评估在阿曼苏丹国一家三级医院接受经皮冠状动脉介入治疗的患者的临床特征、血管造影情况、住院期间及六个月的临床结局。
回顾性分析2007年1月至2007年6月期间连续205例同时患有急性冠状动脉综合征和稳定型冠状动脉疾病并接受经皮冠状动脉介入治疗的患者。通过这些患者六个月的门诊随访获取随访信息。
本研究的主要终点是主要不良心血管事件(MACE)的发生,定义为心源性死亡、任何心肌梗死(MI)、脑血管意外(CVA)以及通过再次经皮冠状动脉介入治疗(PCI)或冠状动脉搭桥手术(CABG)进行的靶血管血运重建(TVR)。次要终点包括血管造影成功率、手术成功率、心绞痛状况以及临床和血管造影再狭窄率。

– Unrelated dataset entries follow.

PR #683, opened 2018-01-23
Add --target-repo option to git-all.sh and mvn-all.sh

yurloc:
With this option I can run `mvn-all.sh clean install --target-repo=drools-wb` and only build the repositories that `drools-wb` depends on:
* kie-soup
* appformer
* droolsjbpm-build-bootstrap
* drlx-parser
* droolsjbpm-knowledge
* drools
* jbpm
* optaplanner
* droolsjbpm-integration
* kie-wb-playground
* kie-wb-common
* drools-wb

which is 12 out of 20. This can be handy when building a local feature that spans multiple repositories. See the full dependency graph generated by the `repo-dep-tree.pl` script.

dep-tree dot

### DIFF
--- a/README.md
+++ b/README.md
@@ -416,6 +416,11 @@ Running the build
 
     * Note: the `mvn-all.sh` script is working directory independent.
 
+* You can use `mvn-all.sh` to compile a specific repository and all repositories that your target repository depends on.
+  This is done using the `--target-repo` option which will invoke `repo-dep-tree.pl` script to discover cross-repository
+  project dependencies. Use `--repo-list` to specify custom list of repositories. These options work for `git-all.sh`
+  too.
+
 * Warning: The first `mvn` build of a day will download the latest SNAPSHOT dependencies of other kiegroup projects,
 unless you build all those kiegroup projects from source.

血管造影成功率和手术成功率分别为98%和95%。接受调查的患者中,51%患有单支血管病变,34%患有双支血管病变,15%的患者患有三支血管病变。16%的患者为A型病变,55%为B型病变,29%为C型病变。大多数患者进行了单支血管支架置入(83%)。每位患者置入支架的平均数量±标准差为1.6±0.9。有4例住院死亡(2%),6例患者(2.9%)在出院前发生非ST段抬高型心肌梗死。205例患者中,53例失访。在随访的148例患者中,105例(71%)在随访时无症状,36例(24%)患者有稳定型心绞痛,7例(5%)发生晚期心肌梗死,其中3例患者发生支架血栓形成(2%)。在43例有心绞痛或晚期梗死的患者中,28例进行了冠状动脉造影。14例患者出现血管造影支架内再狭窄。其中,8例患者接受了CABG,6例患者再次进行了PCI。14例患者支架通畅。其余15例患者接受了最佳药物治疗,其中2例支架血栓形成患者因拒绝冠状动脉造影而接受药物治疗。总体而言,148例患者中的132例(105例无症状/14例支架通畅/13例有心绞痛)(89%)无主要不良心脏事件。考虑到心绞痛状况和再次血管造影,经皮冠状动脉介入治疗患者(29/148)的综合临床(15例患者)和血管造影(14例患者)六个月再狭窄率为19.5%。
我们医院经皮冠状动脉介入治疗的结果非常好,即刻效果良好,并发症发生率低,六个月临床结局良好,与国际标准相当。